A Cosmic Kind of Love(42)



Knowing I hadn’t crossed some line with him, I should have relaxed. Yet our eyes held, and I could practically feel the electricity sparking in the air.

Oh boy.

Chris broke our staring contest and cleared his throat. “So . . . uh . . . themes, huh?”

“Hmm?” It took me a second to understand the question. “Oh, right. Themes.” I pulled out my phone and leaned toward him as he leaned into me. He smelled good. Clean and sharp, with a hint of something smoky. Like a crisp fall day in the woods.

I showed him a couple of inspiration pics on my phone and sat back in my seat just as our food arrived.

Any discussion about the party ended as we ate.

I moaned under my breath as the spicy piquillo truffle sauce wreaked wonderful havoc on my taste buds.

Chris smirked around a bite of food and wiped sauce off his lips with a napkin. “Good?”

I nodded, still chewing, my eyes wide with pleasure.

He laughed and dove back into his food.

You always knew food was good if you couldn’t even make conversation.

“Amazing recommendation,” I finally managed as I reached for more.

“I’m glad you’re enjoying it.”

We smiled at each other, and I sighed inwardly as I realized I really had to discuss the party with him. “So I’m leaning toward a laid-back beach style to fit with the cookout. I can keep it gender-neutral, leaning more toward an elegant, softer palette rather than anything too colorful and too theme-like. But we can add touches to individualize it.”

“Agreed.”

I narrowed my eyes. “You really don’t care, do you?”

Chris huffed in amusement. “Hallie, I don’t know anything about this stuff. I’m trusting you with it.”

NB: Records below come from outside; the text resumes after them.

PR #752, opened 2024-08-20
Mangatown: handle both chapters types

MikeZeDev:
We have chapters will all images in one html page, and chapters with one image per html page and a select element listing html pages.

But here is the magic : A slightly modified DM5 script works on both. We win time because we dont fetch all those html pages anymore 💪


web/src/engine/websites/MangaTown.ts
```diff
@@ -19,7 +40,7 @@ export default class extends DecoratableMangaScraper {
     }
 
     public override async FetchPages(chapter: Chapter): Promise<Page[]> {
-        const data = await FetchCSS<HTMLOptionElement>(new Request(new URL(chapter.Identifier, this.URI)), 'div.manga_read_footer div.page_select select option');
-        return data.filter(option => !/featured\.html$/.test(option.value)).map(option => new Page(this, chapter, new URL(option.value, this.URI), { Referer: 'mangahere.com' }));
+        const pages = await Common.FetchPagesSinglePageJS.call(this, chapter, pageScript);
+        return pages.map(page => new Page(this, chapter, page.Link, { Referer: 'https://mangahere.com' }));
```
ronny1982, line 44: Avoid intermediate mapping from `Page[]` to `Page[]` just to change a single property, instead get the pages directly.
```javascript
const data = await FetchWindowScript<string[]>(new Request(new URL(chapter.Identifier, this.URI)), pageScript);
return data.map(link => new Page(this, chapter, new URL(link), { Referer: 'https://mangahere.com' }));
```

web/src/engine/websites/MangaTown.ts
```diff
@@ -1,13 +1,34 @@
...
+            const pagecount = window.total_pages;
+            const images = await Promise.all([...new Array(pagecount).keys()].map(async p => {
+                eval(await $.ajax({
+                    url: 'chapterfun.ashx',
+                    data: {
+                        cid: window.chapter_id,
+                        page: p + 1,
+                    }
+                }));
+                return d[0];
```
ronny1982, line 19: I assume `d[0]` is a global variable which is update within `eval`, therefore all `eval`s should be executed synchronous instead of parallel to avoid race conditions and unexpected `d[0]` assignments.

web/src/engine/websites/MangaTown.ts
```diff
@@ -1,13 +1,34 @@
...
-import { FetchCSS } from '../platform/FetchProvider';
 import * as Common from './decorators/Common';
 
+//Modded DM5 script
+const pageScript = `
+    new Promise(async (resolve, reject) => {
+        try {
+            const pagecount = window.total_pages;
+            const images = await Promise.all([...new Array(pagecount).keys()].map(async p => {
+                eval(await $.ajax({
```
ronny1982, line 12: May use fetch API instead.

ronny1982 (changes requested):

web/src/engine/websites/MangaTown.ts
ronny1982: May also check if the call to `eval` return the value that is stored within `d[0]`, then `d[0]` can be avoided at all which automatically solves the issue.

MikeZeDev: I see 👌 . Then perhaps the Dm5 original script should be revised as well according to your specifications.

web/src/engine/websites/MangaTown.ts
```diff
@@ -2,23 +2,22 @@ import { Tags } from '../Tags';
...
-                        page: p + 1,
-                    }
-                }));
-                return d[0];
-            }));
-            resolve(images.map(link => new URL(link, window.location.href).href));
+            const pages = [];
+            for (let page = 1; page <= pagecount; page++) {
+                const response = await fetch('chapterfun.ashx?cid='+ window.chapter_id + '&page=' + page);
+                const script = await response.text();
```
ronny1982, line 15: May avoid intermediate variable `script` and evaluate response text directly.

web/src/engine/websites/MangaTown.ts
```diff
@@ -2,23 +2,22 @@ import { Tags } from '../Tags';
...
+                eval(script);
+                pages.push(d[0]);
```
ronny1982, line 17: May compose FQDN here instead of mapping later `new URL(d[0], window.location.href).href)`

web/src/engine/websites/MangaTown.ts
```diff
@@ -19,7 +39,7 @@ export default class extends DecoratableMangaScraper {
     }
 
     public override async FetchPages(chapter: Chapter): Promise<Page[]> {
```
ronny1982, line 41: This method should avoid making dozens of requests for each page (e.g., responsive usability, avoid timeouts).
Consider using the HTML pages itself as page links (e.g., https://www.mangatown.com/manga/goblin_slayer/c090/2.html) and then doing this JS eval magic to get the image link in the `FetchImage` method.

ronny1982 (approved):

web/src/engine/websites/MangaTown.ts
MikeZeDev: > making dozens of requests for each page? 

I fail to see how we are "making dozens of requests for each page".  `FetchPages` does one request per page (to the endpoint) + 1 initial request. FetchImage only fetch the image.

What is true is that FetchPages is making too many requests.

Ill change it so Fetchpages will just return Pages with needed Parameters { chapterId , pageNumber} 
FetchImage will use the endpoint and eval magic to get real picture url and download it.

Issue #982, opened 2025-01-23
[Bilibili] Cannot read properties of undefined (reading 'map')


RandomGithubUser47:
Comic link: https://manga.bilibili.com/detail/mc35919
Name: 私房照

Error was able to be reproduced on two different computers.

![Image](https://github.com/user-attachments/assets/be5b4e35-6c28-462e-bee2-ef9d3dcf165c)

MikeZeDev:
The made changes again, lmao

PR #1027, opened 2025-02-15
Bilibili: update decryption

MikeZeDev:
Closes https://github.com/manga-download/haruneko/issues/982

https://github.com/manga-download/haruneko-proprietary/commit/763a54a96ca23b501ffe046bb0fa852fcabcd582


web/src/engine/websites/BilibiliManhua.d.ts
```diff
@@ -1,7 +1,8 @@
 import type { Chapter, Manga, Page } from '../providers/MangaPlugin';
 import { DecoratableMangaScraper, type MangaPlugin } from '../providers/MangaPlugin';
-import type { Priority } from '../taskpool/DeferredTask';
+import type { Priority } from '../taskpool/TaskPool';
 export default class extends DecoratableMangaScraper {
+    private readonly mangasTaskPool;
```
ronny1982, line 5: The manga task pool is not used as intended, therefore it will only process a single page at a time.
To utilize the concurrency all tasks should be added at once and awaited with `Promise.all(tasks)`

web/src/engine/websites/BilibiliManhua.js
ronny1982, line 1: Should merge the latest change to avoid fetching each single image with a browser window

ronny1982 (approved):

web/src/engine/websites/BilibiliManhua.d.ts
MikeZeDev: Since we dont have page number i will just remove that.

MikeZeDev: should i just change for  
`  private readonly mangasTaskPool = new TaskPool(1, new RateLimit(4, 1));`

ronny1982: That would work, but may mislead other contributors in thinking the 1 may be changed.
Renaming the field may be more expressive e.g., `mangasSequentialTaskPool` or something like that (maybe Copilot siggests a better name).

PR #1038, opened 2025-02-24
Mangago : fix randomly getting only 5 pages 

MikeZeDev:
https://github.com/manga-download/haruneko-proprietary/commit/b44026f54b1ac90db9637211c0fa757f85298920


ronny1982:
Since there was no test case added, I assume the [current test case](https://www.mangago.me/read-manga/the_dame_in_shining_armor/) would be affected by the change.
However, the current implementation of MangaGo works just fine with the [current test case](https://www.mangago.me/read-manga/the_dame_in_shining_armor/) (chapter 10 shows 66 images)

MikeZeDev:
Of course the tests are "working", as they doesn't even cover gathering chapters. Because chapters domain is random, therefore their id is random too (we use full url as id). 

During testing, i have found that the legacy code still work depending on the generated chapter url pattern.
This PR works with old pattern (where its instant) and new pattern ( paged requests).

MikeZeDev:
this is what i got on chapter 10 with old code 

https://www.youhim.me/chapter/72005/1708354/

image

66 "images" yeah... we got only first five.

ronny1982:
Of course i didn't run the test automatically since it is commented out.
I was referring to the test case which I performed manually and all 66 images showed up.

So he essential information which was not clear to me is the origin. Chapters on `mangago.me` contain all images, while fake domains do not.

I will check this when i got some spare time.

MikeZeDev:
I see what you want to do. Not sure its 100% reliable but its worth a try :)

MikeZeDev:
@ronny1982 your solution seems to works well.

PR #1040, opened 2025-02-26
Bilibili : change url parameters

MikeZeDev:


MikeZeDev:
Changes are simple, user validated that is working.

PR #1051, opened 2025-03-05
Add Senkuro

MikeZeDev:
https://github.com/manga-download/hakuneko/issues/7382


ronny1982 (approved):
Approved without review

PR #1058, opened 2025-03-12
Mangadex : fix for removed scanlation group

MikeZeDev:
edge case error in MD database

Issue notified by user and identified by Mangadex contributors: 
https://forums.mangadex.org/threads/error-when-reading-the-chapters-of-one-manga.2170890


web/src/engine/websites/MangaDex.ts
```diff
@@ -40,8 +40,8 @@ type APIChapter = {
     relationships: {
         id: string
         type: string
-        attributes: {
-            name: string
+        attributes?: {
+            name?: string
```
ronny1982, line 44: Both can be `null` attribute and name, or is only attribute nullable?

ronny1982 (approved):

web/src/engine/websites/MangaDex.ts
MikeZeDev: IIRC "attributes" was missing due to a DB error.

> "Cannot read properties of undefined (reading 'name')"

PR #1070, opened 2025-03-23
Port PlotTwistNoFansub

MikeZeDev:


ronny1982 (approved):

MikeZeDev:
What could we do about Codacity error?

ronny1982:
Maybe use `DOMParser` as used for other HTML text with entities
```typescript
new DOMParser().parseFromString(`Meow &lt; Woof`, 'text/html').body.innerText;
```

I swear I got goose bumps every time he said my name. “Okay, Captain. But I will be double-checking all my choices with you.”

“That’s fine by me.”

“So does this mean you’re staying in the city for a while, or do you return to Houston soon?”

Please say no.

Chris exhaled heavily, as if he were burdened by a physical weight on his chest. “Honestly, I don’t know what I’m doing. I quit the air force, I turned down a second mission with NASA, and I have no clear direction. I spend my days uploading photos of me drinking coffee or playing with my aunt’s dog to Instagram.” He smirked unhappily. “I’m thirty-five years old, and I feel a little lost.” His features hardened. “I can’t believe I admitted that to you. I’m . . . Fuck.”

“Hey.” I ducked my head to meet his gaze. The turmoil in his eyes disturbed me. And it perturbed me how much I hated seeing this man upset. “It makes absolute sense to me you’re struggling to figure out which direction you want to go in. What you experienced must have been beyond overwhelming. I imagine it was a jolt to your sense of perspective.”

He shook his head. “Are you in my head or something?”

I smiled, feeling flush with pleasure. “I just imagine how I might feel if I were in your shoes.”

“I feel like I’ve failed. I was focused on my goal before and after I went up there. Now I’m back and . . . I just don’t know.”

“You don’t need to know yet.”

“It’s been almost seven months since I got back.”

“I don’t think this is something you can measure in time, Chris. You can’t force this. You just have to take each day at a time and your life will come together. Don’t let anyone pressure you, including yourself.”

He smiled at me, that gorgeous, boyish, sexy smile I’d grown infatuated with via his video letters. I felt that answering flutter in my stomach. I hoped my attraction didn’t show in my face, but I somehow thought that it might. “We have these meetings to discuss a party and somehow end up in deeper conversations.”

“Do you mind?” I held my breath.

Chris slowly shook his head. “Not at all.”

Trying not to grin like a kid at Christmas, I shrugged, attempting to be casual. “Then maybe we can be friends and event planner and client.”

“I’d like that. Very much.”





SEVENTEEN





Hallie


    Wednesday 08:17

Captain, there’s a man with a large husky tucked into his backpack on my subway this morning. I’m still trying to figure out how he got him in there.

Wednesday 08:48

I need photo evidence, or I’ll never believe you. Also, are you going to start all of our correspondence with Captain?

Wednesday 09:32

Yes. It makes me feel like I’m on Star Trek. Also, do you think I’m a subway rookie? Attaching pic . . .

Wednesday 09:36

Husky in a backpack. I believe you. My morning was less exciting. Signed a lease on a new apartment. In Brooklyn.

Wednesday 10:51

Really? I live in Brooklyn too. Maybe we’re neighbors.

Wednesday 11:11

Wouldn’t that be nice.



Focus.

I’d had to tell myself to do that numerous times over the course of the day as Chris’s text from this morning lingered in my mind. Had it sounded flirty? Why did the word “nice” sound dirty in my head?